PR #9855, opened 2019-11-20
Include statsd::repo unconditionally

emmabeynon:
Trello: https://trello.com/c/GeQ5dfid/229-upgrade-statsd-and-node

We want all machines to be able to use statsd::repo so this removes the
condition around it.

### DIFF
--- a/modules/statsd/manifests/init.pp
+++ b/modules/statsd/manifests/init.pp
@@ -19,7 +19,7 @@ class statsd(
     require => Class['nodejs'],
   }
 
-  file { '/etc/statsd.conf':
+  file { '/etc/statsd/config.js':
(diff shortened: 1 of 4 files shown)


modules/statsd/manifests/init.pp
```diff
@@ -19,12 +19,7 @@
   validate_bool($manage_repo_class)
 
   include nodejs
-
-  if $manage_repo_class {
```
cbaines: If the use of this conditional is being removed, it would be good to also remove the parameter, and any use of that in the hieradata as well.

emmabeynon: Good shout, done 👍

cbaines: Wonderful :)

PR #9856, opened 2019-11-20
Iterate dashboard for Sidekiq metrics

benthorner:
https://trello.com/c/NbaCXnvO/144-review-the-email-alert-traffic-dashboard

This iterates the Sidekiq dashboard to make the rendering on the graphs
clearer, using thicker fills instead of tiny points and lines.

This also adds a new graph to show failures for a particular worker,
which wasn't covered by the original dashboard.

screencapture-grafana-publishing-service-gov-uk-dashboard-db-sidekiq-iteration-2019-11-29-12_23_00

### DIFF
--- a/modules/grafana/files/dashboards/sidekiq.json
+++ b/modules/grafana/files/dashboards/sidekiq.json
@@ -1,38 +1,18 @@
 {
-  "__requires": [
-    {
-      "type": "grafana",
-      "id": "grafana",
-      "name": "Grafana",
-      "version": "4.5.2"
-    },
-    {
-      "type": "panel",
-      "id": "graph",
-      "name": "Graph",
-      "version": ""
-    },
-    {
-      "type": "datasource",
-      "id": "graphite",
-      "name": "Graphite",
-      "version": "1.0.0"
-    }
-  ],
   "annotations": {
     "list": []
   },
   "editable": true,
   "gnetId": null,
-  "graphTooltip": 0,
+  "graphTooltip": 1,
   "hideControls": false,
-  "id": null,
+  "id": 142,
   "links": [],
   "refresh": "1m",
   "rows": [
     {
       "collapse": false,
-      "height": "200",
+      "height": 384,
       "panels": [
         {
           "aliasColors": {},
@@ -40,26 +20,25 @@
           "dashLength": 10,
           "dashes": false,
           "datasource": "Graphite",
-          "editable": true,
-          "error": false,
-          "fill": 1,
-          "grid": {},
-          "id": 1,
+          "fill": 2,
+          "id": 7,
           "legend": {
-            "avg": false,
-            "current": false,
-            "hideEmpty": true,
-            "hideZero": true,
-            "max": false,
+            "alignAsTable": true,
+            "avg": true,
+            "current": true,
+            "max": true,
             "min": false,
             "show": true,
-            "total": false,
-            "values": false
+            "sort": "total",
+            "sortDesc": true,
+            "total": true,
+            "values": true
           },
           "lines": true,
           "linewidth": 2,
           "links": [],
-          "nullPointMode": "null",
+          "maxDataPoints": "",
+          "nullPointMode": "null as zero",
           "percentage": false,
           "pointradius": 1,
           "points": true,
@@ -71,20 +50,20 @@
           "steppedLine": false,
           "targets": [
             {
+              "hide": false,
               "refId": "A",
-              "target": "aliasByNode(averageSeriesWithWildcards(stats.gauges.govuk.app.$Application.*.workers.queues.$Queues.enqueued, max, 5), 7)",
+              "target": "aliasByNode(summarize(consolidateBy(sumSeriesWithWildcards(stats_counts.govuk.app.$Application.*.workers.*.success, 4), 'sum'), '$Aggregation', 'sum', false), 5)",
               "textEditor": false
             }
           ],
           "thresholds": [],
           "timeFrom": null,
           "timeShift": null,
-          "title": "Queue Length",
+          "title": "Jobs Processed (total over $Aggregation)",
           "tooltip": {
-            "msResolution": true,
-            "shared": true,
+            "shared": false,
             "sort": 2,
-            "value_type": "cumulative"
+            "value_type": "individual"
           },
           "type": "graph",
           "xaxis": {
@@ -96,12 +75,11 @@
           },
           "yaxes": [
             {
-              "decimals": 0,
               "format": "short",
-              "label": null,
+              "label": "",
               "logBase": 1,
               "max": null,
-              "min": 0,
+              "min": null,
               "show": true
             },
             {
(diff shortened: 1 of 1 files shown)


cbaines:
I'll review just as a comment, as commenting on the specific JSON isn't particularly useful.

Do you know what the units are for the "Jobs processed" panel? I guess this is a combination of the previous "Jobs processed (per hour)" and "Jobs processed (per second)" panels.

When designing the dashboard, I kept all of the panels vertically aligned in a single column, as that makes it easy to see the values on each panel at a specific time, as well as comparing values between panels at specific times. My concern with having panels like the queue latency and jobs processed aligned differently, is that it'll be harder to line the data on them up if that makes sense?

Regarding the retry set size and the failures per second, I'm not sure what the different colours represent?

For the Application template variable, I can see how it might be useful to look at Sidekiq metrics across all apps, but I'm wondering if that might be something best done on a different dashboard. In particular, it's unclear which application the metrics on the "Jobs processed" panel correspond to, and I'm unsure how useful the process metrics will be when looking at all applications.

benthorner:
@cbaines thanks for the comments! I've made a few changes as per the comments below...

> Do you know what the units are for the "Jobs processed" panel?

I thought I did, but now I realise using timer counts from statsd is not a great idea. This was to try and be consistent with my (also incorrect) usage of timer counts elsewhere. I've reverted it to use the actual counter, and clarified the interpretation in the title.

> When designing the dashboard, I kept all of the panels vertically aligned in a single column

I agree it's useful to visually match similar points in time on a graph. The approach I've taken here is to try and group similar graphs in the same row, which also provides more vertical space for the new graph of failures. To try and accommodate the visual matching, I've changed the dashboard to use a shared crosshair, which should give us more flexibility layout-wise.

> Regarding the retry set size and the failures per second, I'm not sure what the different colours represent?

Oops. I think this is related to the 'All' template variable. On reflection, I agree it's not something we should support on this dashboard. To be clear, I've added a (now self-evident) legend on both of these graphs, including summary stats.

benthorner:
@cbaines do you have any more thoughts on this?

modules/grafana/files/dashboards/sidekiq.json
```diff
@@ -71,20 +80,20 @@
           "steppedLine": false,
           "targets": [
             {
-              "refId": "A",
-              "target": "aliasByNode(averageSeriesWithWildcards(stats.gauges.govuk.app.$Application.*.workers.queues.$Queues.enqueued, max, 5), 7)",
+              "hide": false,
+              "refId": "B",
+              "target": "aliasByNode(averageSeriesWithWildcards(stats.gauges.govuk.app.$Application.*.workers.queues.$Queues.enqueued, 5), 4, 7)",
```
cbaines: The title of this panel was changed from "Queue Length" to "Jobs Processed", but this Graphite query will get the enqueued jobs, not a rate.

modules/grafana/files/dashboards/sidekiq.json
```diff
@@ -24,45 +34,44 @@
...
           "bars": false,
           "dashLength": 10,
           "dashes": false,
-          "datasource": "Graphite",
-          "editable": true,
-          "error": false,
-          "fill": 1,
-          "grid": {},
-          "id": 1,
+          "datasource": "${DS_GRAPHITE}",
```
cbaines: I think this'll need to be kept as Graphite.

cbaines:
> > Do you know what the units are for the "Jobs processed" panel?
> 
> I thought I did, but now I realise using timer counts from statsd is not a great idea. This was to try and be consistent with my (also incorrect) usage of timer counts elsewhere. I've reverted it to use the actual counter, and clarified the interpretation in the title.

At least currently, it looks like the "Jobs Processed (Per Second)" just shows the queue length. I've commented on the query specifically.

> > When designing the dashboard, I kept all of the panels vertically aligned in a single column
> 
> I agree it's useful to visually match similar points in time on a graph. The approach I've taken here is to try and group similar graphs in the same row, which also provides more vertical space for the new graph of failures. To try and accommodate the visual matching, I've changed the dashboard to use a shared crosshair, which should give us more flexibility layout-wise.

I haven't used the shared crosshair, but that's something I'm open to trying.

> > Regarding the retry set size and the failures per second, I'm not sure what the different colours represent?
> 
> Oops. I think this is related to the 'All' template variable. On reflection, I agree it's not something we should support on this dashboard. To be clear, I've added a (now self-evident) legend on both of these graphs, including summary stats.

:+1:

benthorner:
Thanks @cbaines - I'm not sure how I got that graph so wrong! In fixing it to use an actual counter, I changed it to show individual jobs, since queues don't seem to be available as a simple count.

In making this change to show both jobs and queues, I removed the `$Queue` template variable, which no longer covers every panel. In practice, there aren't many queues to filter anyway.

And I've fixed the datasource/annotation weirdnesses - turns out Grafana generates slightly different JSON depending on how you export the dashboard.

Updated screenshot - how does it look now?

modules/grafana/files/dashboards/sidekiq.json
```diff
@@ -71,20 +50,20 @@
           "steppedLine": false,
           "targets": [
             {
+              "hide": false,
               "refId": "A",
-              "target": "aliasByNode(averageSeriesWithWildcards(stats.gauges.govuk.app.$Application.*.workers.queues.$Queues.enqueued, max, 5), 7)",
+              "target": "aliasByNode(summarize(averageSeriesWithWildcards(stats_counts.govuk.app.$Application.*.workers.*.success, 4), '1min', 'sum', false), 5)",
```
cbaines: I think more information needs to be given about what this panel is showing, either in the panel title, or on the y axis.

My interpretation of this query is that it shows the average number of jobs processed in a minute, per machine.

modules/grafana/files/dashboards/sidekiq.json
```diff
@@ -305,63 +268,66 @@
...
             {
               "refId": "A",
-              "target": "aliasByNode(perSecond(integral(stats.timers.*.app.$Application.*.workers.*.processing_time.count)), 5, 7)",
-              "textEditor": true
-            },
-            {
-              "refId": "B",
-              "target": "aliasByNode(perSecond(integral(stats.timers.*.app.$Application.*.workers.*.*.processing_time.count)), 5, 7, 8)",
-              "textEditor": true
+              "target": "aliasByNode(transformNull(averageSeriesWithWildcards(stats.gauges.govuk.app.$Application.*.workers.retry_set_size, max, 5), 0), 4)",
```
cbaines: I think using `transformNull` here leads to a very misleading graph, as it effectively adds new data points with a value of zero, and then these are averaged with the actual data.

cbaines:
> Updated screenshot - how does it look now?

I've made some other comments, but looking at the styling specifically. The general approach I've been taking with line fill is to normally just use it for showing ranges of a chart, like memory or disk usage on the Machine dashboard.

I think using line fill here, like on the Jobs Processed panel is making the chart harder to accurately read. Consider the two variants:

## A
image

## B
image

I'd say that variant A looks busier and more confusing, but it's also possible to see information that's obscured on variant B, like the series in orange.

While I included points in the screenshot, I'm unsure if they're that useful here, but I'd see them as something that is very useful on the queue length panel. Because Sidekiq only reports metrics when it's completing jobs, it's important to see where the individual data points are, as just looking at the lines can be deceiving.

modules/grafana/files/dashboards/sidekiq.json
benthorner: Good spot! That's me getting the query wrong - I've changed it to a summation, which should match the intention of the title. Does that help?

modules/grafana/files/dashboards/sidekiq.json
benthorner: Good point. It's also unnecessary for the way this graph is displayed. I've removed it now.

benthorner:
@cbaines thanks for looking again. I agree there's a risk of hiding data with a total fill display style - I went to an extreme there. I've updated the screenshot to show the latest style. Does that help?

modules/grafana/files/dashboards/sidekiq.json
cbaines: Yep, changing it to a summation is good.

Additionally, I think that specifying a label for the y axis would be good, maybe "Jobs per minute" or "Processed per minute", or something else to tell someone what the numbers mean, without having to look at the Graphite query.

cbaines:
> @cbaines thanks for looking again. I agree there's a risk of hiding data with a total fill display style - I went to an extreme there. I've updated the screenshot to show the latest style. Does that help?

Yep, that's looking better.

While it's maybe a rarer occurrence, for apps that use multiple queues at the same time, the same issue with the extreme fill affects the Queue length panel as well, so it might be good to make the same change there.

Something odd I've noticed as well, I think there are fractional values appearing on the Failures panel, which looks very odd as they appear as "0", but if you restrict the y-axis to between 0 and 1, you can see the fractional values...

cbaines:
> Something odd I've noticed as well, I think there are fractional values appearing on the Failures panel, which looks very odd as they appear as "0", but if you restrict the y-axis to between 0 and 1, you can see the fractional values...

I think I've figured it out actually, adding `consolidateBy(sum)` in to the mix looks to resolve the issue, which I think I understand...

cbaines:
Also, while I'd like to spend a bit more time looking at this, I think this new version is better than the existing dashboard now, so I'm confident these changes can be merged soon :)

benthorner:
@cbaines aha! I was struggling to get integer numbers using `summarize`. While I knew graphite was auto-averaging the results, I didn't know there was a way to override it. I've applied `consolidateBy` to the left-hand graphs to give more accurate results and similarly in the [other dashboard PR](https://github.com/alphagov/govuk-puppet/pull/9854) I'm working on.

Also updated the queue length display, as well as the retry set, which I think is slightly less visually taxing now.

cbaines:
> @cbaines aha! I was struggling to get integer numbers using `summarize`. While I knew graphite was auto-averaging the results, I didn't know there was a way to override it. I've applied `consolidateBy` to the left-hand graphs to give more accurate results and similarly in the [other dashboard PR](https://github.com/alphagov/govuk-puppet/pull/9854) I'm working on.

Great, that's looking good now.

> Also updated the queue length display, as well as the retry set, which I think is slightly less visually taxing now.

:+1: 

I've had another look, and the only thing I spotted that maybe would be good to change before merging is for the "Jobs Processed" panel again.

On the current version of the dashboard, the two similar panels do say what the numbers are (jobs processed per hour and per second), and the values on the panels should stay roughly the same if you zoom out or in. This isn't true for the new Jobs Processed panel though.

Previously, I saw it was using `summerize(sum, 1m,...)` which gave a fixed value, but now it isn't. Another approach would be to use an interval type template variable. That would allow you to summerize by that interval, but have Grafana automatically pick the interval based on the time range, there's an example of this on the "Sentry errors (across all environments)" dashboard.

benthorner:
@cbaines this is where the difference is more intentional. In order to get the graphs displaying in a way that's easy to visually parse, we need to do some kind of bucketing. For this dashboard, I've gone with limiting the datapoints, which your technique makes more flexible. But I think the end result is the same in both cases: the values can appear to change depending on the zoom level. I agree this is annoying, but often I find I'm only interested in the relative values, and not the absolutes, when I'm trying to diagnose an issue. This also affects the choice of axis label: it's difficult to say 'per X' when X can fluctuate. I'm hoping it's not a big issue for people, since it would be a shame to compromise on the display, even if it improves the precision.

I wonder if I'm missing something, though?

benthorner:
@cbaines following our discussion, I've amended with your idea of using the panel titles to communicate the buckets/aggregation/interval being applied.

I've hidden the template variable for it, as I don't think it's something people will want to change manually. The default intervals seemed to produce reasonable results.

modules/grafana/files/dashboards/sidekiq.json
```diff
@@ -208,70 +180,60 @@
...
-              "hide": false,
-              "refId": "B",
-              "target": "aliasByNode(summarize(perSecond(integral(sumSeriesWithWildcards(stats.timers.*.app.$Application.*.workers.*.processing_time.count, 9))), '1h', 'sum', false), 5, 7)",
-              "textEditor": true
-            },
-            {
-              "refId": "D",
-              "target": "aliasByNode(summarize(perSecond(integral(sumSeriesWithWildcards(stats.timers.*.app.$Application.*.workers.*.*.processing_time.count, 9, 10))), '1h', 'sum', false), 5, 7, 8)",
+              "refId": "A",
+              "target": "aliasByNode(summarize(averageSeriesWithWildcards(stats.gauges.govuk.app.$Application.*.workers.queues.*.enqueued, max, 5), '$Aggregation', 'max', false), 7)",
```
cbaines: I don't think there's any problem with using the `$Aggregation` here, but I don't think it's necessary either. Unlike the jobs processed panel, I think the default Graphite behavior works fine for the queue length.

cbaines:
> @cbaines following our discussion, I've amended with your idea of using the panel titles to communicate the buckets/aggregation/interval being applied.

Great, I think it could be useful. Also, I was only thinking about this in the context of the "Jobs Processed" panel. I think the default Graphite behavior is fine for the other panels, but using the explicit aggregation works as well.

> I've hidden the template variable for it, as I don't think it's something people will want to change manually. The default intervals seemed to produce reasonable results.

benthorner:
Thanks @cbaines! I think the same argument at least applies for the 'failures' graph, which is also a total/sum. I like that it gives the same level of certainty about the data being visualised.

PR #9862, opened 2019-11-21
Run Licensify backups from AWS instead of UKCloud.

sengi:
Now that Licensify Production has been moved from UKCloud to AWS, disable its nightly backup jobs in UKCloud and run them in AWS instead.


sengi:
> the `disabled` pull for licensify should be absent too

Why? We'll need it if we have to restore a backup.

PR #9866, opened 2019-11-22
development-vm/replication: Remove old replication scripts

issyl0:
- MapIt pulls an S3 bucket from a script within its own repo, so we can
  just do that. MapIt repliciation is on Platform Health's radar within
  GOV.UK Docker.
- The rest of these are superseded by govuk-docker's replication
  scripts.

This is spurred on by the realisation that none of this will work now that we've switched to the gds-cli as it relies on local, plain-text credentials. It would be a lot of work to update this for not much gain now that most of the apps are in `govuk-docker` and the dev VM is being (slowly) deprecated.


issyl0:
I think this is good to go now we've [made it possible to download data without importing it via Docker](https://github.com/alphagov/govuk-docker/pull/263) and [edited the docs to not refer to these scripts any more, but instead have instructions-ish for using govuk-docker-imported data](https://github.com/alphagov/govuk-developer-docs/pull/2136).

barrucadu:
:+1:

benthorner:
For reference: https://github.com/alphagov/govuk-developer-docs/pull/2129

PR #9867, opened 2019-11-22
Configure Tensorflow Serving docker container

laurentqro:
The aim here is to Puppet-ify running a TensorFlow Serving container, namely the following command:

```
docker run -t --rm -p 8501:8501 \
    -v "$EXPORT_PATH/$LATEST:/models/ltr/1" \
    -e MODEL_NAME=ltr \
    tensorflow/serving
```

@barrucadu Do you have any pointers as to how we can mount the volume?

Paired with @bilbof 

Card: https://trello.com/c/HaeILDIG/1166-add-dockerised-model-to-search-machines

### DIFF
--- a/modules/govuk_containers/manifests/tensorflow_serving.pp
+++ b/modules/govuk_containers/manifests/tensorflow_serving.pp
@@ -28,7 +28,7 @@ class govuk_containers::tensorflow_serving(
 
   file { '/tensorflow-models':
     ensure => directory,
-  }
+  } ->
 
   ::docker::run { 'tensorflow/serving':
     ports            => ['8501:8501'],
--- a/modules/govuk_containers/manifests/tensorflow_serving.pp
+++ b/modules/govuk_containers/manifests/tensorflow_serving.pp
@@ -10,13 +10,9 @@
 # [*image_version*]
 #   The docker image version to use.
 #
-# [*max_memory*]
-#   The maximum amount of memory Tensorflow Serving should allocate
-#
 class govuk_containers::tensorflow_serving(
   $image_name = 'tensorflow/serving',
   $image_version = 'latest',
-  $max_memory    = 1024,
   $model_name = 'ltr'
 ) {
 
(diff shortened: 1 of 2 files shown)


barrucadu:
> Do you have any pointers as to how we can mount the volume?

You can pass extra parameters to `::docker::run`, so I think the way to do it would be to pass `-v /some/directory/on/the/host:/models/ltr/1` with a resource to create the directory before starting the container:

```puppet
  file { '/ltr-model':
    ensure => 'directory',
  } ->

  ::docker::run { 'tensorflow/serving':
    ports            => ['8501:8501'],
    image            => $image_name,
    require          => Docker::Image[$image_name],
    extra_parameters => ['-P', '-v', '/ltr-model:/models/ltr/1'],
    command          => "-m ${max_memory} -e MODEL_NAME=${model_name}",
  }
```

modules/govuk_containers/manifests/tensorflow_serving.pp
```diff
@@ -0,0 +1,47 @@
...
+
+  ::docker::image { $image_name:
+    ensure    => 'present',
+    require   => Class['govuk_docker'],
+    image_tag => $image_version,
+  }
+
+  file { '/tensorflow-models':
+    ensure => directory,
+  }
```
barrucadu: There needs to be a `->` between this `file` and the `::docker::run` (like in my comment) to indicate that there's a dependency.

bilbof:
@laurentqro rebasing should get the build to pass: https://github.com/alphagov/govuk-puppet/commit/83b8923df138c5f9637c2ea9190ab6e650e5c0b7

modules/govuk_containers/manifests/tensorflow_serving.pp
```diff
@@ -0,0 +1,47 @@
...
+  file { '/tensorflow-models':
+    ensure => directory,
+  } ->
+
+  ::docker::run { 'tensorflow/serving':
+    ports            => ['8501:8501'],
+    image            => $image_name,
+    require          => Docker::Image[$image_name],
+    extra_parameters => ['-P', '-v', '/tensorflow-models:/models'],
+    command          => "-m ${max_memory} -e MODEL_NAME=${model_name}",
```
bilbof: It might be that these can go into `extra_parameters`, I am not sure they are being passed yet. I get `MODEL_NAME=model` in the docker container.

PR #9869, opened 2019-11-25
Add a 30 day average line to the volume graph on the email alert api …

MuriloDalRi:
…dashboard

Screenshot 2019-11-26 at 11 17 16

https://trello.com/c/bmyTV8WT/1560-2-add-a-rolling-30-day-average-line-to-the-volume-graph-on-the-email-alert-api-dashboard

### DIFF
--- a/modules/grafana/files/dashboards/email_alert_api.json
+++ b/modules/grafana/files/dashboards/email_alert_api.json
@@ -47,6 +47,7 @@
       }
     ]
   },
+  "editMode": false,
   "editable": true,
   "gnetId": null,
   "graphTooltip": 0,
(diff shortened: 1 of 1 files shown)


thomasleese:
Does it make sense that the line is always above the bars? I would expect an average to be similar (or lower, if it's 30 days ago) to the peak of the bars, but I'm not really sure how moving average works...

MuriloDalRi:
> Does it make sense that the line is always above the bars? I would expect an average to be similar (or lower, if it's 30 days ago) to the peak of the bars, but I'm not really sure how moving average works...

I updated it to not be stacked now

PR #9874, opened 2019-11-26
Remove rabbitmq federation from carrenza to AWS in staging

rtrinque:
No longuer required following migration of publishing-api and
email alert in AWS.


issyl0:
I guess we still need this?

PR #9891, opened 2019-11-29
Condense similar application dashboards

benthorner:
This condenses some of the application dashboards into a single
'generic' dashboard with a template variable, the aim being to
eventually move out the remaining custom behaviours into tailored
dashboards for the few apps that need them:

   - Some apps, like static, benefit from showing errors of other
apps that dependend upon it
   - Some apps, like finder-frontend, show memcached stats with a
specific 'instance prefix'

The docs URLs also vary for some applications e.g. 'smartanswers'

____________________

DIRECTIONS FOR THIS TASK> Within the material above, show every line that includes "bars".

SOLUTION TO THIS PROBLEM>
           "bars": false,
Does it make sense that the line is always above the bars? I would expect an average to be similar (or lower, if it's 30 days ago) to the peak of the bars, but I'm not really sure how moving average works...
> Does it make sense that the line is always above the bars? I would expect an average to be similar (or lower, if it's 30 days ago) to the peak of the bars, but I'm not really sure how moving average works...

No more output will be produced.